Cassell is the reason Clippers win, Cassell stats: 16 pts, 8 assts and 5 rebs.


----------



## CrackerJack (Jul 2, 2005)

and of course elton brands 23 and 10 dont really help :eek8:


----------



## LameR (Jan 4, 2004)

CrackerJack said:


> and of course elton brands 23 and 10 dont really help :eek8:



Haha.

Brand > Cassel

Cassel and Maggette are helping out, but Brand is the main reason for their success.

Maybe I'm an idiot, but what does Okafor have to do with this?


----------



## AUNDRE (Jul 11, 2005)

Livingston is good and just needs time to develop... Cassell isnt going to be around forever


----------



## Sir Patchwork (Jan 12, 2005)

Cassell is a huge part of their success. He is doing what he did in 03-04 with the Timberwolves. Cassell is a really good sidekick when he is actually concerned about basketball. 

Needless to say that Elton Brand is balling. He looks better than ever right now, and he has done some stuff that has just amazed me this season. In the Lakers game, in the 4th quarter, a Laker player was driving baseline and Brand pinned the shot on the board. It was the most impressive block I've ever seen him make. On top of that, he got the ball on the other end and finished with the little shot just behind the free throw line that he has been hitting so well this year. 

Brand looks like he is in really good shape. Amazing athleticism on top of being very strong. Last year I thought he was a step slow, and he was, because he was injured in the offseason and could only do weight training. That's why he was so big last year. This offseason he had no injury, so he worked on getting in the best shape possible.


----------



## RhettO (May 15, 2003)

LameR said:


> Maybe I'm an idiot, but what does Okafor have to do with this?


I'm pretty sure he's referring to us trading our #2 pick for Charlotte's #4 pick, in essence trading Okafor for Livingston. But when/IF Livingston gets healthy, we won't be regretting that decision for long, methinks.


----------



## Bone Crusher (Jan 1, 2005)

RhettO said:


> I'm pretty sure he's referring to us trading our #2 pick for Charlotte's #4 pick, in essence trading Okafor for Livingston. But when/IF Livingston gets healthy, we won't be regretting that decision for long, methinks.


Shaun Livingston has missed a total of 62 out of a possible 92 games. Believe me, the guy doesn't have the body to be successful in the NBA and will constantly be injured. Passing up on Okafor or even Gordon, Igoudala, or Deng was a huge mistake.


----------



## joshed_up (Aug 6, 2005)

RhettO said:


> I'm pretty sure he's referring to us trading our #2 pick for Charlotte's #4 pick, in essence trading Okafor for Livingston. But when/IF Livingston gets healthy, we won't be regretting that decision for long, methinks.

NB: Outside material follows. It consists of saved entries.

PR #5856, opened 2024-11-18
Add tests to frontend server

torztomasz:
Resolves L2B-5892


packages/frontend/src/server/features/scaling/activity/utils/get-fully-synced-activity-range.test.ts
sz-piotr, line 1: empty file

packages/frontend/src/server/features/scaling/costs/utils/sum-cost-values.test.ts
```diff
@@ -0,0 +1,225 @@
...
+
+  it('should handle empty records array', () => {
+    const result = sumValues([])
+
+    expect(result).toEqual({
+      gas: {
+        overhead: 0,
+        calldata: 0,
+        compute: 0,
+        blobs: undefined,
```
sz-piotr, line 111: why undefined? why not 0?

packages/frontend/src/server/features/scaling/costs/utils/sum-cost-values.test.ts
```diff
@@ -0,0 +1,225 @@
...
+    })
+  })
+
+  it('should handle null blob values correctly', () => {
+    const records = [
+      {
+        overheadGas: 100,
+        calldataGas: 200,
+        computeGas: 300,
+        blobsGas: null,
```
sz-piotr, line 134: why null?

packages/frontend/src/server/features/scaling/costs/utils/add-if-defined.test.ts
```diff
@@ -0,0 +1,76 @@
...
+    a: null,
+    b: 3,
+    expected: 3,
+    description: 'should return the second number if the first is null',
+  },
+  {
+    a: undefined,
+    b: undefined,
+    expected: undefined,
+    description: 'should return undefined if both numbers are undefined',
```
sz-piotr, line 46: Wouldn't zero be cleaner? To me this abstraction feels weird.

packages/frontend/src/server/api/trpc.ts
```diff
@@ -1,10 +1,12 @@
 import { initTRPC } from '@trpc/server'
 import superjson from 'superjson'
 import { ZodError } from 'zod'
+import { db } from '../database'
```
sz-piotr, line 4: we can remove those tests and this abstraction

sz-piotr (changes requested):

packages/frontend/src/server/features/scaling/costs/utils/sum-cost-values.test.ts
torztomasz: it's before the duncan upgrade

packages/frontend/src/server/features/scaling/costs/utils/sum-cost-values.test.ts
torztomasz: same, pre duncan upgrade. however it's written in a weird way where we get null from the db and then cast it to undefined

packages/frontend/src/server/features/scaling/costs/utils/add-if-defined.test.ts
torztomasz: It adds up only if something is defined. Take a look at the files that are using it - it would be nightmare to inline this, that's why I did this abstraction

sz-piotr (approved):

PR #5868, opened 2024-11-19
update governance calendar times

L2BeatSinkas:


torztomasz (changes requested):
I would not delete if not needed. Let's keep the history, maybe it will be useful one day

torztomasz (approved):

PR #5869, opened 2024-11-19
Use RpcClient2 in TvlModule

maciekzygmunt:
Resolves L2B-8228


packages/shared/src/clients/rpc/types.ts
```diff
@@ -49,6 +49,10 @@ export const EVMBalanceResponse = z.object({
   result: Quantity.decode.transform((n) => Number(n)),
```
antooni, line 49: casting to number can result in loss of information

packages/backend/src/modules/tvl/services/AmountService.ts
```diff
@@ -79,7 +79,7 @@ export class AmountService {
         return {
           configId: configuration.id,
           type: configuration.type,
-          amount: amount.toBigInt(),
+          amount: BigInt(amount),
```
antooni, line 82: please remove other .toBigInt() invocations

antooni: remove them from all TvlModule files

antooni (changes requested):
Looks good. Please add requested changes & run local sync for the latest hour to see whether everything works as intended

PR #5878, opened 2024-11-19
Morph review (full)

luke7211:
Morph is a Scroll fork that:
- uses decentralised sequencer (stakerSet)
- does not require posting a zkPoof for each L2 state commit
- has a 3 day challenge window during which whitelisted challengers can challenge (rn one EOA address)
- after challenge anyone can submit a zkProof


lucadonnoh (changes requested):
TODO: have a look at the EnforcedTxGateway which is not paused unlike Scroll. I don't think we ever fully reviewed it in Scroll as it was never unpaused.

sekuba:
closing to avoid confusion, here is the new one #5891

hes good, and no one will regret it picking him, IF he stays healthy.


----------



## Deke (Jul 27, 2005)

They really didnt need another PF though, they have Elton Brand who should be an allstar player.


----------



## sipclip (Jan 21, 2005)

Bone Crusher said:


> Shaun Livingston has missed a total of 62 out of a possible 92 games. Believe me, the guy doesn't have the body to be successful in the NBA and will constantly be injured. Passing up on Okafor or even Gordon, Igoudala, or Deng was a huge mistake.



Haha believe you. You don't know jack. Once Liv gets back he's going to be the reason this team wins 60 games.


----------



## Sánchez AF (Aug 10, 2003)

RhettO said:


> I'm pretty sure he's referring to us trading our #2 pick for Charlotte's #4 pick, in essence trading Okafor for Livingston. But when/IF Livingston gets healthy, we won't be regretting that decision for long, methinks.


Exactly, specially because how Cassell already say he have probably two more yrs in this league, and Hes done. But Shaun will be there ready to step up.


----------



## Starbury03 (Aug 12, 2003)

Then we wouldnt have had Chalmers. And he might have added more incentive for the T-Wolves to trade Cassell. But probably not but Livingston is much better for the future of this team than Okafor because of the old back court.


----------



## yamaneko (Jan 1, 2003)

Okafor would have trouble getting playing time on the Clipper team. I dont think dunleavvy would be starting okafor at PF and brand at Center... Thats not to say okafor isnt a good player, its just that he plays a position that isnt of need. 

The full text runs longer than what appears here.